## YOUR ASSIGNMENT
Track down each line below containing the string "table" and copy it.

^^^^^^^^^^^^^^^^

PR #437, opened 2019-08-20
CEDS-1484 Amend Dec should create a new declaration

ed0906:
Fixed a bug where Amending a Dec actually tried to alter the old declaration.
It should create a new one with the same answers which the user can then alter.


app/controllers/SubmissionsController.scala
```diff
@@ -51,9 +51,12 @@ class SubmissionsController @Inject()(
...
     customsDeclareExportsConnector.findDeclaration(id) flatMap {
       case Some(declaration) =>
-        exportsCacheService
-          .update(declaration)
-          .map(_ => Redirect(controllers.declaration.routes.SummaryController.displayPage(Mode.AmendMode)))
+        customsDeclareExportsConnector
+          .createDeclaration(declaration.copy(status = DeclarationStatus.DRAFT))
+          .map { created =>
+            Redirect(controllers.declaration.routes.SummaryController.displayPage(Mode.AmendMode))
+              .addingToSession(ExportsSessionKeys.declarationId -> created.id.get)
```
SteveSugden: I thought this might be missing - adding id to session

PR #438, opened 2019-08-20
CEDS-1475 Fix personal ucr bug

PauloPortugal:
* Align PersonalUCR name with Backend
 * Change DUCR regex validation
 * Review content and validation on PreviousDocuments page


app/forms/Ducr.scala
```diff
@@ -26,7 +26,11 @@ case class Ducr(ducr: String)
 object Ducr {
   implicit val format = Json.format[Ducr]
 
-  private val ducrFormat = "^\\d[A-Z]{2}\\d{12}-[0-9A-Z]{1,19}$"
+  private val ducrFormat = """^[0-9][A-Z][A-Z][0-9A-Z\(\)\-/]{6,32}|
```
bambuchaAdm: Where is specification for this regexp ?

PauloPortugal: Is in a tariff document.
They accept 5 different DUCR formats.
I am just getting this confirmed with Ian.

We have used the same for the movements project.

bambuchaAdm: Would you like to put this as scaladoc over - just to not lose connection from where it comes.

PauloPortugal: This has been addressed.

PR #441, opened 2019-08-20
CEDS-1487 resume draft declaration

SteveSugden:
This implements the basic "Resume Draft Declaration" functionality.


app/config/AppConfig.scala
```diff
@@ -55,6 +55,7 @@ class AppConfig @Inject()(
 
   lazy val declarationsV2 = servicesConfig.getConfString(
     "customs-declare-exports.submit-declaration-v2",
+    // TODO - should that key be renamed as it is used to GET as well as POST/PUT?
     throw new IllegalStateException("Missing configuration for Customs Declarations Exports submit declaration URI")
```
SteveSugden: I can rename the key if there are no objections

app/controllers/SavedDeclarationsController.scala
```diff
@@ -0,0 +1,60 @@
...
+      Ok(savedDeclarationsPage(page))
+    }
+  }
+
+  def continueDeclaration(id: String): Action[AnyContent] = authenticate.async { implicit request =>
+    customsDeclareExportsConnector.findDeclaration(id) flatMap {
+      case Some(declaration) =>
+        Future.successful(
+          Redirect(controllers.declaration.routes.SummaryController.displayPage(Mode.SavedMode))
+            .addingToSession(ExportsSessionKeys.declarationId -> id)
```
SteveSugden: This re-uses the same summary form as used for the normal journey and also amend (failed) declarations.    This page could probably do with a re-design to make sure it provides a consistent user experience.

test/helpers/views/declaration/SavedDeclarationsMessages.scala
```diff
@@ -0,0 +1,27 @@
...
+ * limitations under the License.
+ */
+
+package helpers.views.declaration
+
+trait SavedDeclarationsMessages {
+
+  private val prefix: String = "saved.declarations"
+
+  val title: String = prefix + ".title"
```
PatrykRudnicki: I think it'll be better to not create val prefix, but e.g. title will have whole message key. The same with other messages. It'll be easier if you need to find what message is inside, so easier is to highlight messageKey and search for it

app/config/AppConfig.scala
SteveSugden: I think so too.  I'll change it

app/controllers/SavedDeclarationsController.scala
```diff
@@ -0,0 +1,60 @@
...
+class SavedDeclarationsController @Inject()(
+  authenticate: AuthAction,
+  customsDeclareExportsConnector: CustomsDeclareExportsConnector,
+  mcc: MessagesControllerComponents,
+  savedDeclarationsPage: saved_declarations
+)(implicit ec: ExecutionContext)
+    extends FrontendController(mcc) with I18nSupport {
+
+  private val logger = Logger(this.getClass)
+  private val defaultPage = Page()
```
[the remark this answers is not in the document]
SteveSugden: This will need to change when implementing pagination (sep. ticket).  The back-end service already supports it.    I agree that we don't particularly need the 'defaultPage' constant declaring though.  I'll remove it and put a default in the connector.

app/controllers/SavedDeclarationsController.scala
SteveSugden: Yes it would.   But they could come back and continue the declaration they just abandoned.

app/models/Mode.scala
```diff
@@ -22,11 +22,13 @@ sealed trait Mode
 object Mode {
   case object NormalMode extends Mode
   case object AmendMode extends Mode
+  case object SavedMode extends Mode
 
   implicit val jsLiteral: JavascriptLiteral[Mode] = new JavascriptLiteral[Mode] {
     override def to(value: Mode): String = value match {
       case NormalMode => "NormalMode"
       case AmendMode  => "AmendMode"
+      case SavedMode  => "SavedMode"
```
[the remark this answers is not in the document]
SteveSugden: I wasn't sure about this.  I thought maybe "ContinueMode" as in "continuing to work on a saved draft"

test/helpers/views/declaration/SavedDeclarationsMessages.scala
SteveSugden: I agree.  I was just following the pattern set by the other tests.   I'll change it and we can change the other ones sometime

app/connectors/CustomsDeclareExportsConnector.scala
```diff
@@ -82,6 +82,17 @@ class CustomsDeclareExportsConnector @Inject()(appConfig: AppConfig, httpClient:
       .map(_.map(_.toExportsDeclaration))
   }
 
+  def findSavedDeclarations(
```
ed0906: Could potentially reuse the find declarations method (with optional filters & sort params) but this is fine too

app/controllers/SavedDeclarationsController.scala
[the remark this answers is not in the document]
ed0906: I think it's fine where it is tbh, makes it easier to implement pagination later on having it at this level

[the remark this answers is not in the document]
ed0906: I maybe wouldnt use default pagination though as you ideally want `pageSize=Integer.MAX`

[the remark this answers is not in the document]
SteveSugden: The ticket calls for 50 items on page (at this point).    Testers will be bound to test that!

app/controllers/SavedDeclarationsController.scala
```diff
@@ -0,0 +1,60 @@
...
+  }
+
+  def continueDeclaration(id: String): Action[AnyContent] = authenticate.async { implicit request =>
+    customsDeclareExportsConnector.findDeclaration(id) flatMap {
+      case Some(declaration) =>
+        Future.successful(
+          Redirect(controllers.declaration.routes.SummaryController.displayPage(Mode.SavedMode))
+            .addingToSession(ExportsSessionKeys.declarationId -> id)
+        )
+      case _ => Future.successful(Redirect(controllers.routes.SavedDeclarationsController.displayDeclarations()))
```
ed0906: 👍

app/models/Mode.scala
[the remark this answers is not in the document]
ed0906: `DraftMode`?

Tbh I regret sticking `Mode` at the end already, it reads better just as `Mode.Normal`, `Mode.Amend`

app/views/saved_declarations.scala.html
```diff
@@ -0,0 +1,69 @@
...
+
+@main_template(
+    title = messages("saved.declarations.title")
+) {
+
+    @components.back_link(routes.ChoiceController.displayPage().url)
+
+    <h1>@messages("saved.declarations.title")</h1>
+
+    <div>
```
ed0906: Any reason for the outer `div`?

app/views/saved_declarations.scala.html
```diff
@@ -0,0 +1,69 @@
...
+        <table class="govuk-table">
```
ed0906: I don't think these `govuk` styles do anything

app/views/saved_declarations.scala.html
```diff
@@ -0,0 +1,69 @@
...
+@import views.components.inputs.RadioOption
+@import forms.cancellation.CancellationChangeReason
+@import forms.cancellation.CancellationChangeReason.{NoLongerRequired, Duplication, OtherReason}
+
+@this(main_template: views.html.main_template)
+
+@(declarations: Paginated[ExportsDeclaration])(implicit request: Request[_], messages: Messages)
+
+@main_template(
+    title = messages("saved.declarations.title")
```
ed0906: FYI you can use `fullWidth = true` if the table looks crammed

app/views/saved_declarations.scala.html
SteveSugden: I based this page on 'submissions' which has the div

app/views/saved_declarations.scala.html
SteveSugden: It was.  Seems to look ok.

test/unit/controllers/SavedDeclarationsControllerSpec.scala
```diff
@@ -0,0 +1,64 @@
...
+    }
+
+    "return 303 (SEE_OTHER)" when {
+       "continue declaration method is invoked" in new SetUp {
+
+         getDeclaration("123")
+
+         val result = controller.continueDeclaration("123")(getRequest())
+
+         status(result) must be(SEE_OTHER)
```
ed0906: Can we assert that the session property is added please :)

`session(result).get(ExportsSessionKeys.declarationId) must be(Some("123"))

test/unit/controllers/SavedDeclarationsControllerSpec.scala
```diff
@@ -0,0 +1,64 @@
...
+
+        listOfDraftDeclarations()
+
+        val result = controller.displayDeclarations()(getRequest())
+
+        status(result) must be(OK)
+      }
+    }
+
+    "return 303 (SEE_OTHER)" when {
```
ed0906: What about when the declaration is not found?

app/views/saved_declarations.scala.html
ed0906: I don't think either of them should have it tbh (it doesn't offer anything extra)

app/views/saved_declarations.scala.html
ed0906: I bet if all the `govuk` classes were removed it would look no different :)

app/views/declaration/summary/summary_page.scala.html
```diff
@@ -84,10 +85,6 @@
 
     @items_section(suppDecData.items)
 
-    @if(mode == Mode.AmendMode) {
```
bambuchaAdm: why we delete amend section ?

SteveSugden: It's not deleted.  Its moved to the else block

app/views/ViewDates.scala
```diff
@@ -16,13 +16,17 @@
...
 import java.time.temporal.TemporalAccessor
 
 object ViewDates {
 
   val formatter: DateTimeFormatter = DateTimeFormatter.ofPattern("yyyy-MM-dd HH:mm")
+  val dateFormatter: DateTimeFormatter = DateTimeFormatter.ofPattern("d MMM uuu").withZone(ZoneId.systemDefault)
+  val timeFormatter: DateTimeFormatter = DateTimeFormatter.ofPattern("HH:mm").withZone(ZoneId.systemDefault)
 
   def format(temporal: TemporalAccessor): String = formatter.format(temporal)
+  def formatDateAtTime(temporal: TemporalAccessor): String = s"${dateFormatter.format(temporal)} at ${timeFormatter.format(temporal)}"
```
bambuchaAdm: This could be done with single formatter
```
DateTimeFormatter.ofPattern("d MMM uuu 'at' HH:mm").withZone(ZoneId.systemDefault)
```

SteveSugden: Didn't know you could do that (quote the literal text).  Thanks

app/views/declaration/summary/summary_page.scala.html
ed0906: It's moved into an `else` block

app/views/saved_declarations.scala.html
SteveSugden: Should I use the same css classes as the 'submissions' table then?

SteveSugden:
test this please

PR #442, opened 2019-08-21
CEDS-1475 Rename HTML ids to `Related document`

PauloPortugal:
This was a request from @leszeklorek so that the CI tests can search
the html elements by their new name, making the domain language in code,
test and business consistent.

### DIFF
--- a/test/unit/controllers/declaration/SummaryControllerSpec.scala
+++ b/test/unit/controllers/declaration/SummaryControllerSpec.scala
@@ -121,11 +121,8 @@ class SummaryControllerSpec extends ControllerSpec with ErrorHandlerMocks with O
         val declaration = aDeclaration()
         withNewCaching(aDeclaration())
         when(
-          mockSubmissionService.submit(any[ExportsDeclaration])(
-            any[JourneyRequest[_]],
-            any[HeaderCarrier],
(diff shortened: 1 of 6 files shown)


test/unit/controllers/declaration/SummaryControllerSpec.scala
```diff
@@ -134,7 +131,11 @@ class SummaryControllerSpec extends ControllerSpec with ErrorHandlerMocks with O
         session(result).get(ExportsSessionKeys.declarationId) must be(None)
         redirectLocation(result) must be(Some(controllers.declaration.routes.ConfirmationController.displayPage().url))
         flash(result).get("LRN") must be(Some("123LRN"))
-        verify(mockSubmissionService).submit(any[ExportsDeclaration])(any[JourneyRequest[_]], any[HeaderCarrier], any[ExecutionContext])
+        verify(mockSubmissionService).submit(any[ExportsDeclaration])(
+          any[JourneyRequest[_]],
```
PatrykRudnicki: In general I'm thinking that it's good to add those types for any. I mean `JourneyRequest[_]` etc, there is no option to invoke it with different type there. Just any() will be shorter, but I can be wrong about it.

PR #218, opened 2023-07-01
:recycle: res.warnings is an optional return

DirectriX01:
API calls to models such as `facebook/blenderbot-400M-distill` do not return any warnings, therefore the package throws an InferenceOutputError. With this commit, `res.warnings` can be either undefined or the said definition.


coyotte508 (approved):

coyotte508:
Thanks!

PR #236, opened 2023-07-27
Get rid of default models on some tools

nsarrazin:
The models I hardcoded were outdated for certain tools so I removed them. Now the tools will use the model suggestions from the API instead so we're always up to date.

I left the hardcoded model on `textToSpeech` since the suggested models in the API don't work for now. (See [this pr](https://github.com/huggingface/transformers/pull/24952))


julien-c:
cool, nice! make sure they're pinned on the API side then

PR #241, opened 2023-08-17
change: content-type compare logic `!==` to startswith

dongs0104:
wrapping with fastapi python return with charsets, so i change compare logic :)


julien-c (approved):
i think this is reasonable but wil let others chime in

julien-c:
thanks!

PR #243, opened 2023-08-19
fix: function param typo

0o001:


nsarrazin (approved):
Thanks for catching this 😆

PR #249, opened 2023-09-25
Agents in chat ui

nsarrazin:
This breaks the demo that depend on #246 so I opened a separate PR. These are the changes required for chat-ui agents. still WIP


nsarrazin:
Will merge this if you think the agents stuff is good enough @gary149

gururise:
Are you still working on Agents?  Something like this would be really useful for attaching a VectorDB to Chat-UI to perform RAG.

^^^^^^^^^^^^^^^^

## EXPECTED OUTPUT
+        <table class="govuk-table">
ed0906: FYI you can use `fullWidth = true` if the table looks crammed
SteveSugden: Should I use the same css classes as the 'submissions' table then?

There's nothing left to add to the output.